Aufstieg zur Weltherrschaft

Fremde einbürgern und zu Patrioten machen: Das war eine Grundidee im alten Rom. Das neue Buch "Der Aufstieg Roms" zeichnet diese nach.

Kaiser Claudius
Kaiser Claudius hatte dazu aufgerufen, Fremde kulturell zu integrieren und den Aufstieg des Staates zu sichern – noch heute eine Herausforderung. Foto: IN

"Es geschah aber in jenen Tagen, dass Kaiser Augustus den Befehl erließ, den ganzen Erdkreis in Steuerlisten einzutragen“. Diese Worte aus dem Lukasevangelium erinnern an die römische Herrschaft über Großteile Europas und die Mittelmeerwelt. Doch am Anfang der römischen Geschichte stand ein kleines, unspektakuläres Dorf am Ufer des Tiber.

Dieser Kontrast faszinierte schon die Menschen der Antike und weckte ihr Interesse an der Frühzeit, in der alles begonnen hatte, von der man aber später nicht mehr wirklich viel Verlässliches wusste.
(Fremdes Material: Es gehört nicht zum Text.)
PR #902, opened 2026-04-30
fix(SmurfControl): Allow loading cfg_file in offline mode (#609)

### LINKED ISSUE #609: Should be able to load cfg file when running in offline mode
## Describe the bug
Currently it is not possible to load a cfg file into pysmurf when running in offline mode. 

## To Reproduce
Try to create a pysmurf instance like:
```
S = SmurfControl(offline=True, cfg_file=<cfg_path>)
```

## Expected behavior
Pysmurf should be able to load properties from a cfg file so we can access properties like `S.pA_per_phi0` and `S.R_sh` when running analysis offline.

## Additional details
I've tested and running these two lines manually imports the config properly and has the desired behavior: https://github.com/slaclab/pysmurf/blob/5e231d4445e34095f5ab7728dccaa09978d83335/python/pysmurf/client/base/smurf_control.py#L120-L123

However specifying the cfg file when initializing also triggers the initialize function here:
https://github.com/slaclab/pysmurf/blob/5e231d4445e34095f5ab7728dccaa09978d83335/python/pysmurf/client/base/smurf_control.py#L147-L148
which crashes when not connected to a real system.

ruck314:
## Summary
- Fixes [#609](https://github.com/slaclab/pysmurf/issues/609) — `SmurfControl(offline=True, cfg_file=<path>)` previously crashed during `initialize()`.
- `which_bays()`, `get_crate_id()` and `get_slot_number()` resolve to `_caget()`, which returns `None` in offline mode; the next `for bay in self.bays` then raised `TypeError: argument of type 'NoneType' is not iterable`.
- Skip those three register reads when `self.offline` is `True` and derive `self.bays` from the config-defined `self._bands` (`bay = band // 4`) so the downstream band/bay validation stays consistent. `crate_id` / `slot_number` are set to `None`. The online path is byte-identical.

## Test plan
- [x] Reproduced the original crash on `main` with `SmurfControl(offline=True, cfg_file=<cfg>)` → `TypeError`.
- [x] Re-ran with the patch applied: construction succeeds; `S.R_sh`, `S.pA_per_phi0`, `S.bays`, `S.crate_id`, `S.slot_number` all populated as expected.
- [x] `flake8 --count python/` clean (matches CI invocation).
- [x] Client smoke import (`python -c 'import matplotlib; matplotlib.use("Agg"); import pysmurf.client'`) passes.
- [ ] Online regression covered by existing CI.

## Out of scope

- Making `setup()` offline-safe (not requested by #609; offline users don't pass `setup=True`).
- Refactoring `which_bays`/`get_crate_id`/`get_slot_number` themselves to be offline-aware — extra surface area, not needed.
- Changes to `base_class.py` — already handled by commit `16b44046`.

Reviewers: flag any of the above as in-scope and we can fold it into this PR.

### DIFF
--- a/python/pysmurf/client/base/smurf_control.py
+++ b/python/pysmurf/client/base/smurf_control.py
@@ -249,12 +249,20 @@ class SmurfControl(SmurfCommandMixin,
             else:
                 self.log.set_logfile(None)
 
-            # Which bays were enabled on pysmurf server startup?
-            self.bays = self.which_bays()
+            if not self.offline:
+                # Which bays were enabled on pysmurf server startup?
+                self.bays = self.which_bays()
 
-            # Crate/carrier configuration details that won't change.
-            self.crate_id = self.get_crate_id()
-            self.slot_number = self.get_slot_number()
+                # Crate/carrier configuration details that won't change.
+                self.crate_id = self.get_crate_id()
+                self.slot_number = self.get_slot_number()
+            else:
+                # Offline: no hardware to query. Derive bays from the
+                # config-defined bands so downstream band/bay validation
+                # is consistent.
+                self.bays = sorted({b // 4 for b in self._bands})
+                self.crate_id = None
+                self.slot_number = None
 
             # Channel assignment files
             self.channel_assignment_files = {}


ruck314:
Closing in light of Tristan's refactor proposal. Stage 4 replaces smurf_config.py / smurf_config_properties.py with a single inherited schema, and a reattaching client needs no cfg file. Leaving #609 open.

Diese Überlieferungslücken regten gerade dazu an, sie mit fabulösen Erfindungen auszufüllen. Schon der unter Augustus wirkende Historiker Livius war sich dieser Problematik bewusst. In den ersten fünf Büchern seines Geschichtswerks gab er eine sehr anschauliche und lebendige Darstellung der römischen Frühzeit – um dann zu Beginn des sechsten Buches seinen Lesern mitzuteilen, dass seine Quellenlage für die ersten fünf Bücher ganz miserabel gewesen war. Moderne Historiker stehen anders als Livius nicht mehr unter dem internalisierten Zwang, dürftige Überlieferungen fantasievoll aufzuhübschen. Ihr Blick ist nüchterner, ihre Ergebnisse sind aber nicht weniger interessant.

Das gilt auch für Kathryn Lomas' Studie „Der Aufstieg Roms“, die die Jahrhunderte von der Gründung Roms bis zur Mitte des dritten Jahrhunderts vor Christus in den Blick nimmt, in denen sich das einstige Dorf zum unbestrittenen Herrscher in Italien aufschwang und damit am Vorabend seiner Weltherrschaft stand. Die meisten Bewohner Italiens hätten sich zu Beginn dieser Epoche nicht träumen lassen, dass ihre Nachfahren eines Tages (spätestens ab 89 vor Christus) römische Bürger sein würden. Die deutsche Ausgabe wird ergänzt durch ein Nachwort des Göttinger Althistorikers Uwe Walter, der die bisherige Forschungsgeschichte skizziert.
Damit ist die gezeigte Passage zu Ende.